Return every line below in which "unconditionally" appears.

Saved entries
▶

PR #15826, opened 2019-03-13
Make Chrome use server_host hard-coded to localhost.

LukeZielinski:
This is required to run WPT in chromium CI, where manipulating hosts is not possible.

### DIFF
--- a/tools/wpt/run.py
+++ b/tools/wpt/run.py
@@ -106,7 +106,7 @@ otherwise install OpenSSL and ensure that it's on your $PATH.""")
 
 
 def check_environ(product):
-    if product not in ("firefox", "servo"):
+    if product not in ("chrome", "firefox", "servo"):
         config_builder = serve.build_config(os.path.join(wpt_root, "config.json"))
         # Override the ports to avoid looking for free ports
         config_builder.ssl = {"type": "none"}
--- a/tools/wpt/run.py
+++ b/tools/wpt/run.py
@@ -287,6 +287,9 @@ class Chrome(BrowserSetup):
         # Shorten delay for Reporting <https://w3c.github.io/reporting/>.
         kwargs["binary_args"].append("--short-reporting-delay")
 
+        # Point all .test domains to localhost for Chrome
+        kwargs["binary_args"] += ["--host-resolver-rules=MAP nonexistent.*.test ~NOTFOUND, MAP *.test 127.0.0.1"]
+
 
 class ChromeAndroid(BrowserSetup):
     name = "chrome_android"
--- a/tools/wpt/run.py
+++ b/tools/wpt/run.py
@@ -278,18 +278,6 @@ class Chrome(BrowserSetup):
             logger.info("Automatically turning on experimental features for Chrome Dev")
             kwargs["binary_args"].append("--enable-experimental-web-platform-features")
 
-        # Allow audio autoplay without a user gesture.
-        kwargs["binary_args"].append("--autoplay-policy=no-user-gesture-required")
-
-        # Allow WebRTC tests to call getUserMedia.
-        kwargs["binary_args"] += ["--use-fake-ui-for-media-stream", "--use-fake-device-for-media-stream"]
-
-        # Shorten delay for Reporting <https://w3c.github.io/reporting/>.
-        kwargs["binary_args"].append("--short-reporting-delay")
-
-        # Point all .test domains to localhost for Chrome
-        kwargs["binary_args"] += ["--host-resolver-rules=MAP nonexistent.*.test ~NOTFOUND, MAP *.test 127.0.0.1"]
-
 
 class ChromeAndroid(BrowserSetup):
     name = "chrome_android"
--- a/tools/wptrunner/wptrunner/browsers/chrome.py
+++ b/tools/wptrunner/wptrunner/browsers/chrome.py
@@ -56,15 +56,29 @@ def executor_kwargs(test_type, server_config, cache_manager, run_info_data,
     if test_type == "testharness":
         capabilities["pageLoadStrategy"] = "none"
 
-    for (kwarg, capability) in [("binary", "binary"), ("binary_args", "args")]:
-        if kwargs[kwarg] is not None:
-            capabilities["goog:chromeOptions"][capability] = kwargs[kwarg]
+    chrome_options = capabilities["goog:chromeOptions"]
+    if kwargs["binary"] is not None:
+        chrome_options["binary"] = kwargs["binary"]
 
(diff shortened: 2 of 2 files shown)


gsnedders:
@LukeZielinski how does Chrome itself know that `web-platform.test` is `127.0.0.1` then?

LukeZielinski:
@gsnedders For that part, we pass a command-line flag to Chrome (--host-resolver-rules=MAP nonexistent.*.test ~NOTFOUND, MAP *.test 127.0.0.1) That configuration lives inside chromium.

gsnedders:
@LukeZielinski is there any reason why that configuration can't live in here? we need to make sure this keeps working even without configuration that lives within the Chromium repo.

LukeZielinski:
@gsnedders True, I added the flag to wpt. I guess the effect of this is that localhost is now the only place that wptserve is expected to be running. Any sense if that's a problem we need to address (ie: does anyone run wpt with serve on some other IP)?

jgraham:
Yes, e.g. http://w3c-test.org

LukeZielinski:
Ok, so in the interest of not breaking non-localhost usages, how about I add a flag to just make this change for chromium CI (in which case it seems like we don't need the --host-resolver-rules part in WPT since it's clear that this is only for chromium CI).

WDYT?

LukeZielinski:
@gsnedders Ping for another look? Thanks!

jgraham:
Is `--host-resolver-rules` something we can pass to released Chrome builds? If it is it seems like we should just do that, similiar to the way we treat Gecko and Servo, both of which have browser-specific host configurations that mean we aren't relying on `/etc/hosts`.

In that case I think the only necessary part of this PR might be skipping the requirement to set up the hosts on Chrome, just like we do for Firefox and Servo. I'm not entirely sure why changing the host binding stuff is necessary at all, because the setup seems like it will become very similar to that of other browsers.

LukeZielinski:
Both Servo and Gecko hard-code the server_host the same as I'm doing here. If I omit that setting, then [wptserve will fail to start and complain that /etc/hosts needs to be updated.](https://github.com/web-platform-tests/wpt/blob/master/tools/wptserve/wptserve/server.py#L672)

jgraham:
But can we use this codepath always for Chrome rather than just in CI?

LukeZielinski:
Right, so that's the question I had earlier. Maybe I misunderstood what you meant :)

> LukeZielinski commented 8 days ago
> > @gsnedders True, I added the flag to wpt. I guess the effect of this is that localhost is now the only place that wptserve is expected to be running. Any sense if that's a problem we need to address (ie: does anyone run wpt with serve on some other IP)?

> jgraham commented 8 days ago
> > Yes, e.g. http://w3c-test.org

So I agree that it'd be much cleaner if we could just hard-code server_host + pass --host-resolver-rules for Chrome always. But I'm worried about whether that would break any other users of WPT. Thoughts?

jgraham:
Oh, right I mistook your question for a more general one.

People run the wpt server with the server not on localhost. People don't run wptrunner with a desktop browser and the server not on localhost. Hardcoding this is fine (better in fact); you don't need an option.

LukeZielinski:
Ok, back to the simple version then (hard-coded server_host and added --host-resolver-rules). Thanks!

tools/wpt/run.py
```diff
@@ -287,6 +287,9 @@ def setup_kwargs(self, kwargs):
         # Shorten delay for Reporting <https://w3c.github.io/reporting/>.
         kwargs["binary_args"].append("--short-reporting-delay")
 
+        # Point all .test domains to localhost for Chrome
+        kwargs["binary_args"] += ["--host-resolver-rules=MAP nonexistent.*.test ~NOTFOUND, MAP *.test 127.0.0.1"]
```
jgraham: I think this should go in `tools/wptrunner/wptrunner/browsers/chrome.py`

jgraham (changes requested):

tools/wpt/run.py
LukeZielinski: Do you mean this one specifically, or all of the binary_args appended here?
Seems `chrome.py` doesn't do anything with binary_args right now, all of it gets updated here.

Could you point to an example?

jgraham: Apologies for using the gecko sync, but the search tools are better there ;) 

https://searchfox.org/mozilla-central/source/testing/web-platform/tests/tools/wptrunner/wptrunner/browsers/chrome.py#59-67

is where the binary kwargs are actually passed down to ChromeDriver. For `--headless` we add an argument there. In this case I'd expect that we just set the args unconditionally i.e. replace the above code with something like:

```python
    chrome_options = capabilities["goog:chromeOptions"]

    chrome_options["args"] = ["--host-resolver-rules=MAP nonexistent.*.test ~NOTFOUND, MAP *.test 127.0.0.1"]
    if kwargs["binary_args"] is not None:
        chrome_options["args"].extend(kwargs["binary_args"])
    if kwargs["headless"] and "--headless" not in kwargs["binary_args"]:
        chrome_options["args"].append("--headless")

     if kwargs["binary"] is not None:
        chrome_options["binary"] = kwargs["binary"]
 ```

Comment (LukeZielinski) [reply tools/wpt/run.py]: Thanks for the pointer, done.

I also moved the handful of other flags that are unconditionally set so they're all in the same place.

**Review by jgraham — APPROVED** [review]
Thanks!

File: tools/wptrunner/wptrunner/browsers/chrome.py [hunk 2]
```diff
@@ -56,15 +56,29 @@ def executor_kwargs(test_type, server_config, cache_manager, run_info_data,
...
+    chrome_options["args"] = []
+    # Allow audio autoplay without a user gesture.
+    chrome_options["args"].append("--autoplay-policy=no-user-gesture-required")
+    # Allow WebRTC tests to call getUserMedia.
+    chrome_options["args"].append("--use-fake-ui-for-media-stream")
+    chrome_options["args"].append("--use-fake-device-for-media-stream")
+    # Shorten delay for Reporting <https://w3c.github.io/reporting/>.
+    chrome_options["args"].append("--short-reporting-delay")
+    # Point all .test domains to localhost for Chrome
+    chrome_options["args"].append("--host-resolver-rules=MAP nonexistent.*.test ~NOTFOUND, MAP *.test 127.0.0.1")
```
gsnedders: @LukeZielinski @jgraham I'd rather we didn't hardcode `*.test` here, given we build up the right set of hosts dynamically for every other browser (from `self.config`), but I don't think it's a big deal.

◀

▶ Exercise answer:
is where the binary kwargs are actually passed down to ChromeDriver. For `--headless` we add an argument there. In this case I'd expect that we just set the args unconditionally i.e. replace the above code with something like:
I also moved the handful of other flags that are unconditionally set so they're all in the same place.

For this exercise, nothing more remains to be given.